Saved entries:
=-=-=-=-=
PR #888, opened 2026-06-11
Incorporate HW feedback (2026-06-11) into Subject Sources doc

JeroenDeDauw:
The 2026-06-11 BlueSpice call was HW's feedback on this proposal. It answered three of the four "needs HW input" questions and corrected one core assumption.

**Resolved**
- **In-View vs query-enough → query-enough.** HW renders dashboards over Cypher in their own UI and does not need page/approval metadata in the View system for the MVP. So View-rendering of sourced Subjects is off HW's MVP path — Sequencing now puts *materialise + query* first and demotes the in-View slice to "architecture-proving."
- **Page owner / approval → split, accepted.** Page owner is user-set (writeable Subject); approval is extension-managed (separate Subject); HW accepts the two-Subject split.
- **Farm topology → shared graph; per-wiki schemas.** Shared graph confirmed. Schemas are **per-wiki with a delivered common baseline** — *not* a single global set, replacing the earlier "schemas farm-global" assumption. Local-schema Subjects aren't cross-wiki renderable/editable via the View system; cross-wiki access must **degrade gracefully** (new requirement).
- **Materialisation → mandatory** (not read-time-only) — firmed up from inference to HW-confirmed.

**Free-form tables**
Dropped from the open questions and trimmed: free-form/Confluence tables need no core support beyond the **engineered-source plugin point** — an extension registers its own source (no core `WikitextSource`), so the wikitext-vs-editor choice is HW's product decision, not a Source-architecture one.

The schema reversal (global → per-wiki-with-baseline) and the graceful-degradation requirement are the two things most worth a second look against the call.

> Result of design back-and-forth with @JeroenDeDauw, cross-checked against a second Opus review of the same transcript.
> Context: the merged Subject Sources doc and the 2026-06-11 BlueSpice meeting transcript.
> <sub>Written by Claude Code, \`Opus 4.8 (1M context)\`</sub>

### DIFF
--- a/docs/planning/SubjectSources.md
+++ b/docs/planning/SubjectSources.md
@@ -23,8 +23,8 @@ Primary drivers (committed work):
 1. **Wiki-farm metadata.** A farm of separate wikis needs unified metadata: each page's metadata and approval state
    queryable, sortable, and filterable **across all wikis** (e.g. "all pages approved before date X, farm-wide"), plus
    cross-wiki references in query results. This is the main reason a graph database was chosen, and the primary
-   near-term driver. Cross-wiki queryability implies the metadata must be **materialised in the (shared) graph**, not
-   only synthesised on read.
+   near-term driver. HW confirmed (2026-06-11) that this metadata **must be materialised in the (shared) graph**, not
=-=-=-=-=
Directions for this task:
Copy the data once more. Leave nothing out.

Result below:
PR #888, opened 2026-06-11
Incorporate HW feedback (2026-06-11) into Subject Sources doc

JeroenDeDauw:
The 2026-06-11 BlueSpice call was HW's feedback on this proposal. It answered three of the four "needs HW input" questions and corrected one core assumption.

**Resolved**
- **In-View vs query-enough → query-enough.** HW renders dashboards over Cypher in their own UI and does not need page/approval metadata in the View system for the MVP. So View-rendering of sourced Subjects is off HW's MVP path — Sequencing now puts *materialise + query* first and demotes the in-View slice to "architecture-proving."
- **Page owner / approval → split, accepted.** Page owner is user-set (writeable Subject); approval is extension-managed (separate Subject); HW accepts the two-Subject split.
- **Farm topology → shared graph; per-wiki schemas.** Shared graph confirmed. Schemas are **per-wiki with a delivered common baseline** — *not* a single global set, replacing the earlier "schemas farm-global" assumption. Local-schema Subjects aren't cross-wiki renderable/editable via the View system; cross-wiki access must **degrade gracefully** (new requirement).
- **Materialisation → mandatory** (not read-time-only) — firmed up from inference to HW-confirmed.

**Free-form tables**
Dropped from the open questions and trimmed: free-form/Confluence tables need no core support beyond the **engineered-source plugin point** — an extension registers its own source (no core `WikitextSource`), so the wikitext-vs-editor choice is HW's product decision, not a Source-architecture one.

The schema reversal (global → per-wiki-with-baseline) and the graceful-degradation requirement are the two things most worth a second look against the call.

> Result of design back-and-forth with @JeroenDeDauw, cross-checked against a second Opus review of the same transcript.
> Context: the merged Subject Sources doc and the 2026-06-11 BlueSpice meeting transcript.
> <sub>Written by Claude Code, \`Opus 4.8 (1M context)\`</sub>

### DIFF
--- a/docs/planning/SubjectSources.md
+++ b/docs/planning/SubjectSources.md
@@ -23,8 +23,8 @@ Primary drivers (committed work):
 1. **Wiki-farm metadata.** A farm of separate wikis needs unified metadata: each page's metadata and approval state
    queryable, sortable, and filterable **across all wikis** (e.g. "all pages approved before date X, farm-wide"), plus
    cross-wiki references in query results. This is the main reason a graph database was chosen, and the primary
-   near-term driver. Cross-wiki queryability implies the metadata must be **materialised in the (shared) graph**, not
-   only synthesised on read.
+   near-term driver. HW confirmed (2026-06-11) that this metadata **must be materialised in the (shared) graph**, not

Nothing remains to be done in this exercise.